Aveva un braccio intorno ad una mora con un seno molto abbondante e il rossetto sbavato.
«Hai visto Seth per caso?»
«Penso sia in taverna.»
«Oh, grazie.»
Mi affrettai ad uscire dalla casa. Non avevo pensato alla taverna, eppure ero anche passata davanti alla porta chiusa in corridoio.
Scesi i gradini del porticato e mi diressi a destra. Seguii le indicazioni di Collins e mi ritrovai a scendere le scale esterne che conduceva alla seconda porta della taverna.
Il fatto di trovare la porta accostata mi distrasse da certi rumori che se avessi fatto attenzione li avrei riconosciuti subito.
Purtroppo avevo già aperto la porta e i miei occhi non potevano più dimenticare ciò che avevano visto.
Fu come fare un passo nel burrone. Il mio stomaco precipitò causandomi un capogiro e mi aggrappai alla maniglia, arrestando i miei passi di colpo. Restai immobile, ammutolita, perché non pensavo di trovarmi di fronte a quello.
Forse sarebbe stato meglio se non l'avessi trovato.
Il mio cuore sarebbe ancora intatto.
Katy Anderson era piegata contro il biliardino, nuda, i palmi aperti sulla superficie verde, gli occhi socchiusi dal piacere, la testa reclinata e i capelli biondi disordinati. La bocca si apriva in suoni indecenti e la causa era proprio lui.
Seth era alle sue spalle, le sue mani le stringevano la vita da vespa mentre affondava in lei con veemenza.
I nostri occhi si incrociarono e non ci lessi nulla se non vuoto. La mia vista gli causò una reazione di rabbia, aumentò la velocità, aggrappandosi con forza su di lei e, facendola gridare dal piacere.
A quel punto indietreggiai e chiusi la porta, sbattendola di scatto.
Rimasi ferma per qualche secondo ad elaborare ciò che non avrei mai pensato di assistere quel giorno.
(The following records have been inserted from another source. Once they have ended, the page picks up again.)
PR #1121, opened 2023-08-25
Added lua-5.4 to list of libluas used to find installed lua version, or

donaldcallen:
the latest if more than one installed. This change is specifically needed for FreeBSD.
modified:   configure


rnpnr:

Ora riuscivo anche a sentire le grida di piacere di lei.
Appena lo elaborai avvertii una stretta alla gola che mi rese difficile respirare. Salii in fretta le scale e mi premetti una mano allo stomaco mentre cercavo di fingere una postura naturale. Il mio corpo era rigido quanto un blocco di ghiaccio.
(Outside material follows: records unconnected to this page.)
PR #1125, opened 2023-09-04
vis-lua: raise an error when mapping to invalid handler types

devkarthin:
When passing an invalid handler type (such as nil) to Vis:map/Window:map, the editor would map the key to an empty (zeroed) KeyBinding that would cause itself to become unresponsive when processing the corresponding key.

### DIFF
--- a/vis-lua.c
+++ b/vis-lua.c
@@ -832,6 +832,8 @@ static int keymap(lua_State *L, Vis *vis, Win *win) {
 			goto err;
 	} else if (lua_isuserdata(L, 4)) {
 		binding->action = obj_ref_check(L, 4, VIS_LUA_TYPE_KEYACTION);
+	} else {
+		goto err;
 	}
 
 	if (win) {


mcepl:
Is there some way how to add a test for this?

devkarthin:
> Is there some way how to add a test for this?

Could you clarify what you mean by that?

mcepl:
> > Is there some way how to add a test for this?
> 
> Could you clarify what you mean by that?

You know we have the test suite in https://github.com/martanne/vis-test/, right?

vis-lua.c
```diff
@@ -832,6 +832,9 @@ static int keymap(lua_State *L, Vis *vis, Win *win) {
 			goto err;
 	} else if (lua_isuserdata(L, 4)) {
 		binding->action = obj_ref_check(L, 4, VIS_LUA_TYPE_KEYACTION);
+	} else {
+		vis_binding_free(vis, binding);
+		luaL_argerror(L, 4, "invalid handler");
```
rnpnr, line 837: I think this should just be `goto err;`. If a user ends up confused
as to why their mapping didn't work they can consult the documentation
and see that `vis:map()` and `win:map()` return a boolean indicating
success. We also have `vis:unmap()` for removing a binding so if
that was the goal it should just be called instead.

rnpnr (commented):
Hi Karthin,

Sorry I meant to reply after the build was fixed. Comments inline.

rnpnr:
Thanks for the patch!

Fissai davanti a me con occhi sgranati e lucidi. Sentivo le lacrime minacciare di uscire ma non le lasciai andare. Affondai le unghie nei palmi e feci dei profondi respiri mentre mi allontanavo da quella casa, fingendo di star bene quando in realtà avevo appena sentito il mio cuore frantumarsi.
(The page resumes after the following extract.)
PR #1126, opened 2023-09-05
text-io: fix block shrinking when the recent piece is on the block's end

vkochan:
Looks like the original idea was to shrink the block if the text have been deleted on the recent piece which is located at the block's end, so in that case it is enough just to resize the block without memmove.

### DIFF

Idiota, mi dissi, che grandissima cogliona.
Nessuno si accorse di me o del mio stato e non sapevo se esserne felice o amareggiata. Se io avessi visto una ragazza nel mio stato, sarei andata a chiederle se stesse bene.
Ignorai quel pensiero e camminai rapidamente sul marciapiede. Appena chiusi gli occhi un paio di lacrime sfuggirono al mio controllo e le asciugai prima che potessero fare il loro tragitto e bruciarmi la pelle.
Mentre io mi tormentavo per lui, lui stava scopando un'altra.
Dio, che stupida...
«Nyxlie!»
Mi voltai di scatto al suono di quella voce.
«Non ti avvicinare! Non mi toccare!»
Aveva osato anche seguirmi?
Serrai i denti e respirai con affanno mentre lui rallentata il passo per fermarsi ad un paio di metri da me. Un lampione ci illuminava dall'alto. La musica della festa era un sottofondo da scena dei film.
Si era infilato i jeans e la camicia era rimasta sbottonata. Aveva i capelli scompigliati e la pelle del torace ancora lucida dallo strato di sudore.
«Perchè?» Chiese, come allarmato.
Risi freddamente. «Perchè? Eri dentro Katy Anderson fino a neanche cinque minuti fa, ecco perchè!»
Rilassò le spalle con un sospiro. Mi accigliai a quella reazione. Si aspettava un'altra risposta?
Si passò una mano tra la massa di ricci disordinati. «Perchè te la prendi?»
Perché me la prendevo? Sbuffai in un sorriso e mi morsi il labbro, scuotendo la testa avvertendo le lacrime pronte ad uscire. Aveva ragione. Perché? Non stavamo insieme. Non eravamo nessuno. Poteva farsi chi voleva. E allora perché me la stavo prendendo? Perché faceva male?
«Sei sparito.» Risposi, invece. «Sei sparito per tutta la settimana. Mi hai ignorata per tutta la settimana e ora torni, non ti fai vivo, e ti trovo mentre stai scopando un'altra.»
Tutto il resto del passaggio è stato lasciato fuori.